Şu anda Anadolu Üniversitesi Tarih Bölümü 2’nci sınıf öğrencisi olan İnal, Türkiye İşitme Engelliler Federasyonu’nun bu yıl açılan satranç bölümünde milli takıma seçilerek, 13-24 Eylül tarihleri arasında Polonya’da düzenlenen İşitme Engeliler Satranç Dünya Şampiyonası’nda 10’uncu oldu.
‘AVRUPA ŞAMPİYONASINDA İLK 3’E GİRMEK İSTİYORUM’

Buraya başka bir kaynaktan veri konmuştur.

PR #1841, opened 2025-09-29
Fixed right gripper range

IliaLarchenko:
It is a tiny fix.

For some reason, the left gripper has a range from -1 to +1:
https://github.com/StanfordVL/BEHAVIOR-1K/blob/12b0aeeeb755e39aee820a365da01673ec34f739/OmniGibson/omnigibson/learning/utils/eval_utils.py#L164

But the right gripper is from 0 to 0.05:
https://github.com/StanfordVL/BEHAVIOR-1K/blob/12b0aeeeb755e39aee820a365da01673ec34f739/OmniGibson/omnigibson/learning/utils/eval_utils.py#L169

I think the correct one is -1 to 1 for both, based on the range of actions in the training data.

The PR is just this simple fix that makes it -1 to 1 for the right gripper.

### DIFF
--- a/OmniGibson/omnigibson/learning/utils/eval_utils.py
+++ b/OmniGibson/omnigibson/learning/utils/eval_utils.py
@@ -166,7 +166,7 @@ JOINT_RANGE = {
             th.tensor([-4.4506, -3.1416, -2.3562, -2.0944, -2.3562, -1.0472, -1.5708], dtype=th.float32),
             th.tensor([1.3090, 0.1745, 2.3562, 0.3491, 2.3562, 1.0472, 1.5708], dtype=th.float32),
         ),
-        "right_gripper": (th.tensor([0.00], dtype=th.float32), th.tensor([0.05], dtype=th.float32)),
+        "right_gripper": (th.tensor([-1], dtype=th.float32), th.tensor([1], dtype=th.float32)),
     },
 }
 


wensi-ai:
Hi @IliaLarchenko, thanks for pointing this out! After inspection I believe this should be [0, 0.05] ([-1, 1] is actually the action range, not the joint angle range). I have pushed the fix to main, feel free to check out!

IliaLarchenko:
Thanks!

Can you also explain the meaning of these ranges for actions and states?

Is [-1, 1] for actions a scaled-up [0, 0.05]. Or are actions more like velocities in this case, and -1/1 means to close/open the gripper more?

The actual states of grippers are [0, 0.1] in the training data. Is it because [0, 0.05] is for one finger, and the state represents the distance between fingers in the symmetric gripper?

Having different ranges everywhere is a bit confusing.

wensi-ai:
Hi,

[-1, 1] is the normalized action specified by MultiFingerJointController(mode=smooth), where -1 means gripper close and 1 means gripper open (aboslute pose). For more information, please refer to our [documentaiton](https://behavior.stanford.edu/reference/controllers/multi_finger_gripper_controller.html)

For the actual state, if you are referring to openpi repo, we use joint gripper distances as specified [here](https://github.com/wensi-ai/openpi/blob/behavior/src/openpi/policies/b1k_policy.py#L31-L32)

IliaLarchenko:
Thank you!

PR #1842, opened 2025-09-30
No credit for just achieving initial state

hang-yin:


bddl/bddl/config.py
```diff
@@ -24,5 +24,5 @@ def get_domain_filename(domain_name):
 
 
 # MISC
-GROUND_GOALS_MAX_OPTIONS = 20
-GROUND_GOALS_MAX_PERMUTATIONS = 10
+GROUND_GOALS_MAX_OPTIONS = None  # No limit - generates all combinations
```
cgokmen: Lets just remove this feature. Let the user worry about it. It's as simple as calling itertools.islice on the generator. Remove the truncated product functions too.

OmniGibson/omnigibson/metrics/task_metric.py
```diff
@@ -19,16 +19,44 @@ def start_callback(self, env):
...
+                    initial_state = initial_states[j]
+                    # Only count if it went from False to True
+                    if current_state and not initial_state:
+                        newly_satisfied_count += 1
+
+                # Calculate score as proportion of initially unsatisfied predicates that are now satisfied
+                option_score = newly_satisfied_count / predicates_to_complete
+            else:
+                # All predicates were already satisfied initially, no progress to measure
+                option_score = 0.0
```
cgokmen: This is unlikely/impossible. No point in having this performance hack. We can remove the predicates_to_complete variable/condition.

cgokmen (changes requested):

OmniGibson/omnigibson/metrics/task_metric.py
```diff
@@ -19,16 +19,41 @@ def start_callback(self, env):
...
+                if not initial_state:
+                    initially_unsatisfied_count += 1
+                    # Check if it's now satisfied
+                    if predicate.evaluate():
+                        newly_satisfied_count += 1
+
+            # Calculate score as proportion of initially unsatisfied predicates that are now satisfied
+            option_score = (
+                newly_satisfied_count / initially_unsatisfied_count if initially_unsatisfied_count > 0 else 0.0
+            )
```
cgokmen: I don't think this is what we want to be doing. I think the partial credit divides by the total number of predicates regardless of how many are initially satisfied. Otherwise you still end up in the scenario where people can get full credit despite not finishing the task.

The one caveat is that we do ofc want to give full credit if the full task is finished - you should check the task for completion prior to the outer loop and just return 1.0 instead of doing all this math for no reason. (I dont think that check requires enumerating the conditions, either)

bddl/bddl/condition_evaluation.py
```diff
@@ -42,7 +38,7 @@ def evaluate(self):
         return all(self.child_values)
 
     def get_ground_options(self):
-        options = list(truncated_product(*[child.flattened_condition_options for child in self.children]))
+        options = list(itertools.product(*[child.flattened_condition_options for child in self.children]))
```
cgokmen, line 41: It's quite annoying that we do this thing in a whole bunch of places in this tree where we convert the iterators to lists which prevents the user from being able to stop generating these early. It's a bit complex to fix so please open a ticket for it and lets worry about it later.

hang-yin: Done: https://github.com/StanfordVL/BEHAVIOR-1K/issues/1845

cgokmen (approved):

PR #1843, opened 2025-09-30
Switch back from USDZ to USD due to load time and caching issues

cgokmen:


cgokmen:
It's actually two different "constants" - one for the URL of the current version that should be downloaded, another for the minimum version that's supported by the current codebase. I don't know if those two should always be the same or not. It's fine for now I think.

PR #1848, opened 2025-10-02
[WIP] Refactor Conjunction and Disjunction for lazy evaluation

### LINKED ISSUE #1845: BDDL: Refactor goal state generation to support lazy evaluation with iterators
The current implementation in bddl/bddl/condition_evaluation.py eagerly converts iterators to lists in multiple places during goal state generation, which prevents users from being able to stop generation early and causes unnecessary memory usage for large combinatorial spaces.

Jongwan93:
Fixes #1845 

## Hello this is a **Draft Pull Request** to get some early feedback on my approach on the issue #1845.
My goal is to refactor the eager evaluation patterns into lazy ones using generators.

### Changes
I have started by refactoring the `Conjunction` and `Disjunction` classes.
- **`evaluate()` method**: Removed `List` library in `Conjunction.evaluate()` and `Disjunction.evaluate()`. This allow `all()` and `any()` to utilize short-circuit evaluation, improving performance.
- **`Conjunction.get_ground_options()`**: Refactored to iterate directly over `itertools.product` instead of creating a large list in memory.

### Question
In the original `evaluate()` method, there was an `assert` statement to check for `None` values.
`assert all([val is not None for val in self.child_values])`
My current refactoring removes this explicit check for simplicity.
If this `assert` check is important, I can implement a helper function to accommodate this feature

What are your thoughts on this approach? Please let me know your preference.

### DIFF
--- a/bddl/bddl/condition_evaluation.py
+++ b/bddl/bddl/condition_evaluation.py
@@ -32,15 +32,22 @@ class Conjunction(Expression):
         if generate_ground_options:
             self.get_ground_options()
 
+    # def evaluate(self):
+    #     self.child_values = [child.evaluate() for child in self.children]
+    #     assert all([val is not None for val in self.child_values]), "child_values has NoneTypes"
+    #     return all(self.child_values)
+
     def evaluate(self):
-        self.child_values = [child.evaluate() for child in self.children]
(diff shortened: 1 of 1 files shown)


Jongwan93:
I will send new PR soon

PR #1858, opened 2025-10-11
Move appdata directory into OmniGibson and make it configurable

### LINKED ISSUE #1851: Improved cache handling on HPC
Over the years I was never able to figure out how to get the shader cache working on SLURM. Usually the problem is that the shader cache ends up at some unknown location that's on a shared drive, and is space-limited, so you dont get the right things in the cache for any of the GPUs. Today I realized the extension that manages these is located in a very interesting place:

`~/miniconda3/envs/behavior/lib/python3.10/site-packages/omni/data/Kit/OmniGibson/3.7/exts/3/omni.gpu_foundation.shadercache.vulkan-1.0.0+d02c707b.lx64.r/omni/gpu_foundation/shadercache/vulkan/shadercache_vulkan.py`

It caches the actual shaders at these places:
`['~/miniconda3/envs/behavior/lib/python3.10/site-packages/omni/data/Kit/OmniGibson/3.7/exts/3/omni.gpu_foundation.shadercache.vulkan-1.0.0+d02c707b.lx64.r/cache/shadercache', '~/miniconda3/envs/behavior/lib/python3.10/site-packages/omni/data/Kit/OmniGibson/3.7/exts/3/omni.hydra.rtx.shadercache.vulkan-1.0.0+d02c707b.lx64.r/cache/shadercache']`

These are symlinks to the extscache copy of those plugins.

We can do one of two things:
1. Replace those paths with symlinks to /tmp etc - or some other local path.
2. Configure the shadercache exts to not use those paths but instead let us specify the paths.

Either way we should do that and at launch time assert that the path is on a local disk.

cgokmen:
Previously, caches and logs were getting thrown into multiple different locations:

1. app logs into the conda env's site_packages/omni/logs
2. app caches (including shaders) into site_packages/omni/data/... and site_packages/omni/cache/...
3. texture caches into ~/.cache/ov/texturecache
4. other arbitrary data into ~/.nvidia-omniverse/data/...

This distribution causes issues when the conda env and/or the home directory are on networked drives like in most HPC clusters.

This PR standardizes all of this data to go to a centralized appdata location which defaults to OmniGibson/appdata in this repo but can be changed with a macro.

This fixes #1851

### DIFF
--- a/docs/challenge/dataset.md
+++ b/docs/challenge/dataset.md
@@ -1,6 +1,6 @@
 # Dataset
 
-### **NOTE: The [joint efforts data](https://github.com/StanfordVL/BEHAVIOR-1K/blob/main/OmniGibson/omnigibson/learning/utils/eval_utils.py#L90) in the robot state entry of the parquet files are wrong. This is because we do not store observations during our initial data collection, and all observations are collected through a round of "data replay" in which we restore sim state every step without stepping physics, and thus the joint effort reading is wrong. Please do not use them for training. They will be removed in the next dataset release.**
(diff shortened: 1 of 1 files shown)


wensi-ai (commented):
lgtm

hang-yin (approved):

Milli sporcu İnal, satrançla yaşama tutunduğunu belirterek, “Küçüklüğümden beri çok kitap okuyorum. Birçok sporla uğraştım. Ama satrancı çok sevdim. İyi duyamadığım için annem kulağıma söylüyordu hocanın söylediklerini. Bu yıl Polonya’da düzenlenen Dünya Şampiyonası’nda 10’uncu oldum. Avrupa Şampiyonası’nda ilk 3’e girmek istiyorum. Sürekli çalışarak buralara kadar geldim. Okul hayatım ilk başlarda zorlu geçti. Sınıfın çok kalabalık olması ve çok ses olmasından dolayı öğretmenim, duyabilmem için sürekli tekrar etti. Benim gibi olanlara tavsiyem sevdikleri bir alanda devam etmeleri, hiç yılmadan tutkuyla o alana bağlı kalarak devam etmeleri, sıkı sıkı çalışmaları ve bol bol kitap okumaları” dedi.
‘AHMET’İN TUTKUSU HER ŞEYİ YENDİ’
Baba Ferithan İnal ise, oğlunun zor bir çocukluk dönemi geçirdiğini belirterek, “İlk doğumundan sonra 4-5 yıl hastanelerde devamlı kontrol altındaydık. 5 yaşında rutin kontrollerde ileri seviyede işitme kaybı olduğu ortaya çıktı. Biz anne ve baba olarak şok olduk. Böyle bir şeyi nasıl kaçırabilirdik diye ama Ahmet konuşuyordu. Dudak okuduğunu söylediler.
‘Otizm’ dendi, başka şeyler dendi. Ancak 5,5 yaşında işitme cihazının takılmasıyla beraber dünyamız değişti. İşitme cihazı; duyması, algısını yükseltti. Çok hızlı bir şekilde ilerlemeye başladı. Doktorların yönlendirmesiyle çeşitli sporlar denedik. Futbol, voleybol, masa tenisi, basketbol, tekvando gibi klasik sporlar derken eşim satranca götürmek istedi. Ahmet’in tutkusu her şeyi yendi” diye konuştu.
‘NORMAL İNSANLARLA YARIŞTI’
Baba İnal, oğlunun satranç sporunda başarılı olduğunu görmelerinin ardından bu alana daha çok yoğunlaştıklarını söyleyerek, “Satrançta engelliler için ayrı bir kategori yoktu. Ahmet’in sorunu sadece işitme engeli de değildi. Başka engelleri de aynı anda oldu. Normal insanlarla beraber yarışmak pozisyonunda kaldık hep. Hiç yılmadı, güzel başarılar elde etti. En son Türkiye İşitme Engelliler Federasyonu’nun bu yıl açılan satranç bölümünde milli takıma girdi. Bireyselde dünya 10’uncusu oldu. Yaklaşık 200 sporcu 25 ülke vardı. Federasyon için de önemli bir şey oldu.
Bir anda açılmış bir branşın aynı yıl bir başarı elde etmesi diğer oyuncular için de referans olacak. Diksiyonundaki düzelme özellikle sesli okumasından kaynaklı bir durum. Kitabı sesli okumak işitme engelli çocuklar için çok şey katıyor. Diksiyonunun düzelmesinin referansıdır. Aileler çocuklarının doğru ve seveceği şeyi seçmesi için çok çaba göstermeliler. Çocuğun neyi kabul edip etmeyeceğini onlar anlarlar. Çocuğun kabul etmediği hiçbir şeyde zorlamamak lazım. Zorlanmazsa, sevdikleri şeyi yaparlarsa başarı geliyor” diye konuştu.